Nigel Davies
- Born: Nigel Gareth Davies 29 March 1965 (age 60) Trimsaran, Wales
- Height: 1.85 m (6 ft 1 in)
- Weight: 91 kg (14 st 5 lb)
- School: Ysgol y Strade
- University: Polytechnic of Wales
- Notable relative: Sam Davies (son)

Rugby union career
- Position: Centre

Amateur team(s)
- Years: Team / Apps / (Points)
- 1983–2000: Llanelli RFC / 498 / (487)

International career
- Years: Team / Apps / (Points)
- 1987–1997: Wales / 29 / (23)

Coaching career
- Years: Team
- 2007: Wales
- 2008–2012: Llanelli Scarlets
- 2012-2014: Gloucester Rugby
- 2015–2017: Ebbw Vale RFC

= Nigel Davies (rugby union) =

Wales international rugby union player (born 1965)

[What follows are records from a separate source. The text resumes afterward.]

PR #1661, opened 2026-08-20
fix: add collateral metadata to CCTP v2 routes

Xaroz:
### Description

- Backfill `collateralAddressOrDenom` from each chain's CCTP V2 deploy config for the fast and standard USDC routes.
- Add `coinGeckoId: usd-coin` to every route leg.
- Regenerate the combined warp route config.

### Backward compatibility

Yes. This adds missing token metadata without changing deployed route addresses or behavior.

### DIFF
--- a/.changeset/backfill-cctp-v2-collateral-metadata.md
+++ b/.changeset/backfill-cctp-v2-collateral-metadata.md
@@ -1,0 +1,5 @@
+---
+'@hyperlane-xyz/registry': patch
+---
+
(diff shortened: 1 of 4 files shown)


paulbalaji (approved):
Validated all 28 CCTP V2 fast/standard routers: live wrappedToken() values match the added collateral addresses. Generated output reproduces cleanly; 8,228 unit tests pass. The failed deploy check is limited to a Sei explorer API-key error, while config sync passes.

PR #1664, opened 2026-08-24
feat: secure METIS LazAI route

troykessler:
## Summary

- require fallback, pausable, and rate-limited ISMs on both route legs
- cap inbound transfers at approximately 100,000 METIS per day
- configure one-day timelocks as ProxyAdmin owners

## Validation

- deploy config schema validation
- transaction simulations on Metis and LazAI
- git diff whitespace validation

### DIFF
--- a/.changeset/secure-metis-lazai-route.md
+++ b/.changeset/secure-metis-lazai-route.md
@@ -1,0 +1,5 @@
+---
+'@hyperlane-xyz/registry': patch
+---
+
+Add fallback, pausable, and daily 100,000 METIS rate-limited ISMs to both METIS/lazai legs, and configure one-day timelocks to own their proxy admins.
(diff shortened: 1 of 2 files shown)


paulbalaji (approved):
Reviewed exact head b6262a24. No blocking issues found. The 3-of-3 fallback + pausable + rate-limited ISM composition preserves mailbox-default authentication while enforcing pause and ~100,000 METIS/day token-bucket controls on both inbound legs; the one-day timelock configuration correctly targets ProxyAdmin ownership. Exact-head build, warp-route tests (1,834 passing), changeset status, diff check, and linked config export passed. Live reads confirmed both routers/ProxyAdmins remain owned by the configured EOA and both mailbox default ISMs are deployed. The failing on-chain check is expected pre-deployment drift: it probes getMinDelay() on the current EOA before the target timelocks exist.

PR #1673, opened 2026-08-26
feat: cut over NES warp route to Nesachain

haggis-hyperlane:
## Summary

- cut the NES route over from `nesa` (`41443`) to `nesachain` (`41444`)
- add the live Nesachain native router `0xbb0AE51BCa526cF313b6a95BfaB020794af6C394`
- update the synthetic legs to the aggregation 2/2 ISM
- remove the old paused routing hooks

## Status

The Nesachain core deployment is on `main` via #1679, and the native leg is live and owned by the Ethereum ICA. Hyperlane enrollment multisig transactions are proposed and in progress. The existing EVM and Solana owner transactions can execute in parallel; transfers should wait until both sides are live.

`check-warp-deploy` is expected to reconcile after the existing-leg owner transactions execute.

## Validation

- registry build, lint, formatting, changeset, and focused `NES/bsc` tests
- live Nesachain router, mailbox, ISM, ownership, and zero-supply backing readback
- decoded EVM batch and replayed Solana transactions against the target config

### DIFF
--- a/deployments/warp_routes/NES/bsc-config.yaml
+++ b/deployments/warp_routes/NES/bsc-config.yaml
@@ -1,104 +1,111 @@
 # yaml-language-server: $schema=../schema.json
 tokens:
-  - addressOrDenom: "0xEf9295afCff293956E8B149b33449f246f6F107D"
-    logoURI: /deployments/warp_routes/NES/logo.svg
+  - addressOrDenom: "0x8cAd676141FeadB6aCA5eF661E835d5957644033"
     chainName: arbitrum
     connections:
-      - token: ethereum|base|0x87ea09Fe8d9dC6115086F5E0A30CA6750a997f1C
-      - token: ethereum|bsc|0x3131f6B80C26936aB03F7d9D29Eb4Ddf36AC3FB5
-      - token: ethereum|ethereum|0x230f1E241C621d5af670Dad83ebCdd18971E2995
-      - token: ethereum|hyperevm|0xD1B6443d49156B66E7bd8a37673511BE68BFa459
-      - token: ethereum|nesa|0xEEC6574eAbBa52bac3f0277F2cD5Ac7e67197886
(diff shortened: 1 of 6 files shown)


deployments/warp_routes/NES/bsc-config.yaml
```diff
@@ -1,75 +1,5 @@
 # yaml-language-server: $schema=../schema.json
 tokens:
-  - addressOrDenom: "0xEf9295afCff293956E8B149b33449f246f6F107D"
```
paulbalaji, line 3: **[High] Restore a self-consistent core config before merge.** Deleting the synthetic entries leaves the retained `nesa` token connected to tokens no longer present, and removing the Solana entry removes the scale that still exists in `bsc-deploy.yaml`. On this exact head, `WarpCore.FromConfig` throws (`Connected token not found: arbitrum 0xEf9295afCff293956E8B149b33449f246f6F107D`) and the targeted suite has 3 failures, including the Solana scale mismatch. Please regenerate this file with the new addresses/connections/scale after redeploy, or retain the current entries until then; merging this interim file would publish an unusable `NES/bsc` route.

paulbalaji (commented):
Reviewed exact head 9f933489f3345187b01e51404f848a22bb936381. One High finding inline: removing the synthetic core entries leaves the retained Nesa connections dangling and removes the Solana scale, reproducing three NES/bsc unit failures. The ISM topology itself is sound: each 2-of-2 requires both the pausable branch and Mailbox fallback verification; build/schema validation, diff check, and changeset status passed. Posting COMMENT because the current core config is an invalid pre-deployment intermediate state.

paulbalaji (approved):
Reviewed exact head e5447544760e580fb42a9a4aefa60fdc0f628bd6. Prior core-config finding is resolved. Registry CI and check-warp-deploy pass; live standard and ICA-aware warp checks report no violations; the Nesachain RPC returns domain 41444; NES/bsc remains absent from the active Nexus/URE allowlist. Approved for merge.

Nigel Gareth Davies (born 29 March 1965) is a former Wales international rugby union player, who played his club rugby at Llanelli RFC.

== Playing career ==
Davies was born in Waun y Clun, Trimsaran and as a youth player played for local rugby union club Trimsaran RFC. In his final year of playing for the youth team he was invited by Llanelli RFC to play for them in a friendly match, from which he impressed enough to be selected by the club. Davies played 498 games for Llanelli including nine WRU Challenge Cup finals. During his Llanelli career he scored 115 tries and 487 points in total. Nigel also scored 5 tries whilst playing centre for Wales in 29 appearances.

== Coaching career ==
Davies was appointed assistant coach to the Wales national team under Gareth Jenkins and was appointed caretaker Head Coach following the departure of Jenkins after the 2007 Rugby World Cup. In May 2008 Davies was announced as the head coach of the Scarlets, replacing Phil Davies who moved to the Scarlets board of directors.

In June 2012 Davies joined Gloucester as Director of Rugby. After a poor season in 2013–14, Davies was sacked by Gloucester.

In June 2015 Davies was announced as the head coach of Ebbw Vale RFC. He spent two seasons with the club, before departing in May 2017 to take over as chief executive at Merthyr RFC. He departed the role by 2020, when he twice ran and lost for a seat on the WRU National Council.

In January 2026, Davies returned to the Scarlets as interim Director of Rugby, taking some responsibilities from struggling head coach Dwayne Peel.

== Personal life ==
His son Sam Davies is a professional rugby union player.